#### Problem statement:
The number of lines holding the string "Manager" is all that is wanted; count them in the records below.

Top of Supplied records

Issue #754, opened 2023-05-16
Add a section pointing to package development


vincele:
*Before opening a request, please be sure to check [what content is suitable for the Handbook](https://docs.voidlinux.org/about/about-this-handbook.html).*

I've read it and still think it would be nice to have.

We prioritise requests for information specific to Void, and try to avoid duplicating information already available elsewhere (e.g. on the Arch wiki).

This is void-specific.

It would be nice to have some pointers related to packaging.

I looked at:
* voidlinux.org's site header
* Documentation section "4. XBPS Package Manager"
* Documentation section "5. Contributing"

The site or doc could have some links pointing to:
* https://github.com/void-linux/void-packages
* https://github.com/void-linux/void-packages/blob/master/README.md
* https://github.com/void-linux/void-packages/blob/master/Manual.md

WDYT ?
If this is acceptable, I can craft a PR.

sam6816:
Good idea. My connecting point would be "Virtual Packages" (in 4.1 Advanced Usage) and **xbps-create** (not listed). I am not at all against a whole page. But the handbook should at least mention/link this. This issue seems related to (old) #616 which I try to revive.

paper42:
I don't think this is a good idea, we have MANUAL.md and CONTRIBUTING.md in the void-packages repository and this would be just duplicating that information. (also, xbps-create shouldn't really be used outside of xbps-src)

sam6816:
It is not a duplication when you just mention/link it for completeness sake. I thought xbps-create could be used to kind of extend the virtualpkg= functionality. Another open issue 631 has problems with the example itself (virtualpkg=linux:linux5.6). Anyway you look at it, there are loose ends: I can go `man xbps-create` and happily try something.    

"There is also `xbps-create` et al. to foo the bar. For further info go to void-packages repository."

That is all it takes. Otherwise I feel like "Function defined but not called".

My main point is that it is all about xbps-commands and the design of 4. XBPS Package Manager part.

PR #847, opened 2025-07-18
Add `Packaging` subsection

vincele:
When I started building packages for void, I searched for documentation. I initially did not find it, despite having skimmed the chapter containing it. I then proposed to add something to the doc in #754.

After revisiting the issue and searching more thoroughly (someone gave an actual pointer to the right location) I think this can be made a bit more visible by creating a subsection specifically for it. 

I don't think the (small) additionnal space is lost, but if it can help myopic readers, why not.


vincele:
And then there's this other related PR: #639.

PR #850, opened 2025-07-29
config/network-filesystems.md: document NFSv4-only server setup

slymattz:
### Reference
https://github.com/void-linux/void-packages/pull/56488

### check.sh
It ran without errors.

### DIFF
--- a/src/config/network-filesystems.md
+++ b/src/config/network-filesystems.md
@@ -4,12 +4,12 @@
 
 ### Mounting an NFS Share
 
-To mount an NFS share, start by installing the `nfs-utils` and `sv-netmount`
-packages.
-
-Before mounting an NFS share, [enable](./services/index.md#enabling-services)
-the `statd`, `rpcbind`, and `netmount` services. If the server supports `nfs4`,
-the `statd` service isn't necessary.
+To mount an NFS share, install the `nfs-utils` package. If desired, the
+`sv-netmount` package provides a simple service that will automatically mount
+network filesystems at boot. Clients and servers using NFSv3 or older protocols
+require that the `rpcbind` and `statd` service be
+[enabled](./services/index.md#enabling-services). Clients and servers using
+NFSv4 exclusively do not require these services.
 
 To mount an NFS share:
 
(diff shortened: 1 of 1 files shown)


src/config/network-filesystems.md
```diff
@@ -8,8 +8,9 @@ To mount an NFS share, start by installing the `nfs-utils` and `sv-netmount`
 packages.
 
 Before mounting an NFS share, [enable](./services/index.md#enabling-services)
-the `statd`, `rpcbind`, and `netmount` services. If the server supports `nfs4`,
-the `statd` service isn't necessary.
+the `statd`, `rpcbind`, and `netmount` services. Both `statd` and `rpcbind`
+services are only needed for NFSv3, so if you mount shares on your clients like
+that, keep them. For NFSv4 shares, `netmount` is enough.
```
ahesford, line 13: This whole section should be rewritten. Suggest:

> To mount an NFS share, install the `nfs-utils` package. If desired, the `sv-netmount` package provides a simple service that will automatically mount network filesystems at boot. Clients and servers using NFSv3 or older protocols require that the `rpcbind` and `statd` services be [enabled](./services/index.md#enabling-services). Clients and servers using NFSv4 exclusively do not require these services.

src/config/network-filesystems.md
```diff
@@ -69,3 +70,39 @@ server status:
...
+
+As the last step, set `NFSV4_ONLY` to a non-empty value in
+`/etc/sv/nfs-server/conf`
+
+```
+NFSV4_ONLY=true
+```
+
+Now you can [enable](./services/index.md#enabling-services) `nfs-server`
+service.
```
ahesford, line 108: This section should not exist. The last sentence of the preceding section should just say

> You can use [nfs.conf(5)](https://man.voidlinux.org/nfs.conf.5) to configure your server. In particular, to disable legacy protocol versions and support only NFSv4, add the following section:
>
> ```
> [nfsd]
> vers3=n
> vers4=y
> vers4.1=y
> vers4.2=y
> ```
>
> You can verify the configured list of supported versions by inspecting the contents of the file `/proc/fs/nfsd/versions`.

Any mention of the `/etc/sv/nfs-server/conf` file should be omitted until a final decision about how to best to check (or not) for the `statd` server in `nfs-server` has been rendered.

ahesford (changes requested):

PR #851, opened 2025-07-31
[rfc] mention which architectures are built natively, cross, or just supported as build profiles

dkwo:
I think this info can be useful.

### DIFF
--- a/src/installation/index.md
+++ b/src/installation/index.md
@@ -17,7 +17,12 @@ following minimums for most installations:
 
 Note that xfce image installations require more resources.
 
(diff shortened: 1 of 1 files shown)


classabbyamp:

Bottom of Supplied records

#### Answer:
2